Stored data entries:
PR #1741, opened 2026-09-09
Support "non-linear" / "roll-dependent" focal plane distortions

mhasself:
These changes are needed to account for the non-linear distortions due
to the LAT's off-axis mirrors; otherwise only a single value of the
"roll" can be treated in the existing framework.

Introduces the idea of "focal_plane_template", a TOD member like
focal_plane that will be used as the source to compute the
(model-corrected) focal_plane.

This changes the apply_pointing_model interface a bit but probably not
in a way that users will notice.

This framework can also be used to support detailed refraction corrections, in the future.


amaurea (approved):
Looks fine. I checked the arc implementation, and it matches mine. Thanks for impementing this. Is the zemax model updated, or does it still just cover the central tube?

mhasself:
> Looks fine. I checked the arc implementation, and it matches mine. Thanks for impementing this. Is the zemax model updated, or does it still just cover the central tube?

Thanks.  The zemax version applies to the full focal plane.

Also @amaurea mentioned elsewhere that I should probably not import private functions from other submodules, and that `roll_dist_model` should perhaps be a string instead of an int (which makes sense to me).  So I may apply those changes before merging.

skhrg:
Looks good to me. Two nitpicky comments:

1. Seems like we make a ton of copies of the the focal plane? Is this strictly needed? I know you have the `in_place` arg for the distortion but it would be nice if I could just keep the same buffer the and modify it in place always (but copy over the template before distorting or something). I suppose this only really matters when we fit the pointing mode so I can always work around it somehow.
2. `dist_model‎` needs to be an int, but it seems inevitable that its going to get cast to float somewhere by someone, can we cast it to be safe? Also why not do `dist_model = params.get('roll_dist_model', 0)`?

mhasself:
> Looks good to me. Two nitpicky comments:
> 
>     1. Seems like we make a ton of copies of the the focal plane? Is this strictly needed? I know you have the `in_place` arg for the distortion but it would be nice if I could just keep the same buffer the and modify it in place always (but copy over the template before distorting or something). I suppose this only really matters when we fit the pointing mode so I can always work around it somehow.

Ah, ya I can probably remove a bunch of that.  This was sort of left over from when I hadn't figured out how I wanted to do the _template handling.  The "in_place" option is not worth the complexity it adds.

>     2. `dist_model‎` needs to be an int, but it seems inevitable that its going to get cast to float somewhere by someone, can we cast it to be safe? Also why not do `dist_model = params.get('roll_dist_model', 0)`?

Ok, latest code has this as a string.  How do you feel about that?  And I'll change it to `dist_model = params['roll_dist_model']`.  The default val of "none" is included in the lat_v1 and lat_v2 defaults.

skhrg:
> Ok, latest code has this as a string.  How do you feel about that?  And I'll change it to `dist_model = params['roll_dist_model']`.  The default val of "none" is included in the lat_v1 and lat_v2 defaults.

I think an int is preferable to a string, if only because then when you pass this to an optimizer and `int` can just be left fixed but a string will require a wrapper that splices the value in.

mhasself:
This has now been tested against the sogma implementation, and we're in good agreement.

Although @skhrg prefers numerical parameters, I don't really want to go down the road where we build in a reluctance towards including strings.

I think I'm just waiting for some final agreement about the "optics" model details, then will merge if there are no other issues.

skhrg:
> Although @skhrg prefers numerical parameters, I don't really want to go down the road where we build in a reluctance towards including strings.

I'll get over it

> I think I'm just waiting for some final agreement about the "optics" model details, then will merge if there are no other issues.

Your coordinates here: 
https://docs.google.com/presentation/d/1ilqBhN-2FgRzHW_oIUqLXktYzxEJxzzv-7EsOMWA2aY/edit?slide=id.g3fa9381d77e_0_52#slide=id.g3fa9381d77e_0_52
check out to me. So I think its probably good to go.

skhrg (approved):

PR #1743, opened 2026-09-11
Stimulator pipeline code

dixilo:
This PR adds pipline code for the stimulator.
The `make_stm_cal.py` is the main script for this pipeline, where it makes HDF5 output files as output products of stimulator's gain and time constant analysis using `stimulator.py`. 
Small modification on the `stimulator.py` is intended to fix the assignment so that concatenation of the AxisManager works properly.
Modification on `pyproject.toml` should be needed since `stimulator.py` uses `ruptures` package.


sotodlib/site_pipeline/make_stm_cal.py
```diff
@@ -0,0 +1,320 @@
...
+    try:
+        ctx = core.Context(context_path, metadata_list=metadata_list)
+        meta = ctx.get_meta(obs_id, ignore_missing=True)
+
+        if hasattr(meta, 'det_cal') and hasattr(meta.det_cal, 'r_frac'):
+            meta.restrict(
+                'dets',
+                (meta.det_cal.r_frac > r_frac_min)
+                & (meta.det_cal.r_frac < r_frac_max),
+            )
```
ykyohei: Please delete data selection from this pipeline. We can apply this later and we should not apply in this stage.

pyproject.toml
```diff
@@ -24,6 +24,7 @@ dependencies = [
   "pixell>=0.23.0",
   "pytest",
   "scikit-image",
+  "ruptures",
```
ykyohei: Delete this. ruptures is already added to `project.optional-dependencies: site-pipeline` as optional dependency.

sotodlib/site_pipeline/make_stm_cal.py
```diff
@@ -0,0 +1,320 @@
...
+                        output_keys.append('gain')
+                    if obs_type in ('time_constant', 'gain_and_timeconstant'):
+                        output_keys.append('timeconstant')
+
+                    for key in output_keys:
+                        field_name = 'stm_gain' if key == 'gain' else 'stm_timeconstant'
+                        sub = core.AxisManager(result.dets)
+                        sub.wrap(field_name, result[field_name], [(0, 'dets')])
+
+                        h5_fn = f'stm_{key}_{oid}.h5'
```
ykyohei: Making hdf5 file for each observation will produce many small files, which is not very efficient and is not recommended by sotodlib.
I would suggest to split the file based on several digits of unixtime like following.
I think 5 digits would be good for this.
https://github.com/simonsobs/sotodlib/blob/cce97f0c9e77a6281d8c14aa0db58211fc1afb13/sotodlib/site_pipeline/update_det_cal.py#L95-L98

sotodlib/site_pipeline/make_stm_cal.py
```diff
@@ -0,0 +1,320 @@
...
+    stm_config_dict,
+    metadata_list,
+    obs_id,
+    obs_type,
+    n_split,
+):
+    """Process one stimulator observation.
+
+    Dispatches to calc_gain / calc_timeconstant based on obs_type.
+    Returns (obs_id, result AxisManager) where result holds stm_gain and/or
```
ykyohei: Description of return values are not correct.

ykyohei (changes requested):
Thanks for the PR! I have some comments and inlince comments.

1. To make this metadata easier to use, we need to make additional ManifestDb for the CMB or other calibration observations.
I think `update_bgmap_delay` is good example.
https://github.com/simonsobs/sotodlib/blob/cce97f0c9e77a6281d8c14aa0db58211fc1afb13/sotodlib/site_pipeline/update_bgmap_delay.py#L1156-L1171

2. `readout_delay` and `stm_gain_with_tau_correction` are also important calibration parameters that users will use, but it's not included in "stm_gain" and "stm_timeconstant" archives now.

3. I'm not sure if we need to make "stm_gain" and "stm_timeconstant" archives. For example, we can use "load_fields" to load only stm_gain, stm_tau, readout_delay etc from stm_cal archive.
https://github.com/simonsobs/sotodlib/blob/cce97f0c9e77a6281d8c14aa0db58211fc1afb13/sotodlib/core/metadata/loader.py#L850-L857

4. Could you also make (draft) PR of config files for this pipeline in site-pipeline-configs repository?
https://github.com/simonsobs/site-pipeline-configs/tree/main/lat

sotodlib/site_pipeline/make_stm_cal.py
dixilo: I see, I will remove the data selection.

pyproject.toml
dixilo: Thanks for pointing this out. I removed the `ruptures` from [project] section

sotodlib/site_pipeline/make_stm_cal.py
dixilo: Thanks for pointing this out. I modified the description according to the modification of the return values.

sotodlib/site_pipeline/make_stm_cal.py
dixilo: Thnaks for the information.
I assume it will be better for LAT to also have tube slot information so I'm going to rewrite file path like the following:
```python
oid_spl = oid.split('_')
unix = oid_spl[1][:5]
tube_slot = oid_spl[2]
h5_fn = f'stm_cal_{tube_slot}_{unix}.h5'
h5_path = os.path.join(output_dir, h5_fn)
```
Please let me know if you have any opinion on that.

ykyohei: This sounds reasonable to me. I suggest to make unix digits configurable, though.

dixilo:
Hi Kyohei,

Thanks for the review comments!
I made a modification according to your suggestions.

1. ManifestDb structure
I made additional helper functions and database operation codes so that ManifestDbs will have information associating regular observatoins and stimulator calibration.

--

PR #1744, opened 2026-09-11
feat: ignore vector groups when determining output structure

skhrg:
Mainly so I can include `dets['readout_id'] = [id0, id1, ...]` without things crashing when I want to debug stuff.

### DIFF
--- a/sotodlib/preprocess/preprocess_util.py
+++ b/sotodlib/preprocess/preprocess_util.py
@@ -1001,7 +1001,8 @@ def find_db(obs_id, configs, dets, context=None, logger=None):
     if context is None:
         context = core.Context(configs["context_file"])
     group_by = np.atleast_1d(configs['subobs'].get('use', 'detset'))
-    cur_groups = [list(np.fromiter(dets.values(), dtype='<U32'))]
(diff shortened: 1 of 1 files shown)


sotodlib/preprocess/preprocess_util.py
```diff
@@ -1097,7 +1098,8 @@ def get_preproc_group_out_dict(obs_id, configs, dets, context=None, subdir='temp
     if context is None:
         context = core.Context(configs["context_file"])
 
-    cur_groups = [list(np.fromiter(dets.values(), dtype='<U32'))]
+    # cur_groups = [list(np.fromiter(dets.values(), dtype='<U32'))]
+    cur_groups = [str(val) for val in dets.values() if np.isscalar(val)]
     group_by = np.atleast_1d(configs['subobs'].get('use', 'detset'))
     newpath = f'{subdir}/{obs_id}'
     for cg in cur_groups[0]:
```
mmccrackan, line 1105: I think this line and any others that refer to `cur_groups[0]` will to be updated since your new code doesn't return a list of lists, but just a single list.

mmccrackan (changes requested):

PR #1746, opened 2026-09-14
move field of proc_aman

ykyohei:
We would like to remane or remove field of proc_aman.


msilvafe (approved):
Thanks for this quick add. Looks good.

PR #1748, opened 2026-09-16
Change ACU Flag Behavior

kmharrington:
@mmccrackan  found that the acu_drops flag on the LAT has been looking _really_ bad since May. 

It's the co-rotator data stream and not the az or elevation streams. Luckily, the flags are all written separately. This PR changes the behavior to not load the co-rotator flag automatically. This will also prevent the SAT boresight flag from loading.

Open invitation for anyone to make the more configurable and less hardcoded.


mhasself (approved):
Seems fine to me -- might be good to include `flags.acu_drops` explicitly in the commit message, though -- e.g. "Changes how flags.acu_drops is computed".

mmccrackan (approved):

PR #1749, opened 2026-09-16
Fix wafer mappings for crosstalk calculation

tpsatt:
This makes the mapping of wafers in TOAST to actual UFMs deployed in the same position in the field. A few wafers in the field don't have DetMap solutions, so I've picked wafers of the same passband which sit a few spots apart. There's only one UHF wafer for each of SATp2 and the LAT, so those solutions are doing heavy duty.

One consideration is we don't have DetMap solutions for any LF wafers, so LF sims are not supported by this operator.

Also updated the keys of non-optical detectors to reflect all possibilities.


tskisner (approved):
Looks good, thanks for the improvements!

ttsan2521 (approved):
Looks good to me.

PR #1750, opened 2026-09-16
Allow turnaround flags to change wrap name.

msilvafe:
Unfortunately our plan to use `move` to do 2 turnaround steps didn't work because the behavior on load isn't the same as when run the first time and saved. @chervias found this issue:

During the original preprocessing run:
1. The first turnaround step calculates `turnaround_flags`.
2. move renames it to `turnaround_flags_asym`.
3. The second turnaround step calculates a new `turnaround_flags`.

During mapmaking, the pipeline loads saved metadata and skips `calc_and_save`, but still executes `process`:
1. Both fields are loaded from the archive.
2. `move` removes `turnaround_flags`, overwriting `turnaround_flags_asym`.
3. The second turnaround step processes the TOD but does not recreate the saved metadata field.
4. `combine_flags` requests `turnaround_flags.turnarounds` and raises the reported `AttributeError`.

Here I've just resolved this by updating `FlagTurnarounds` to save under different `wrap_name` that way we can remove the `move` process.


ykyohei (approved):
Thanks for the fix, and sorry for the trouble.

EXERCISE REQUIREMENTS:
Copy all lines of the records in which the string "numerical" can be found.

COMPLETED TASK:
Although @skhrg prefers numerical parameters, I don't really want to go down the road where we build in a reluctance towards including strings.
> Although @skhrg prefers numerical parameters, I don't really want to go down the road where we build in a reluctance towards including strings.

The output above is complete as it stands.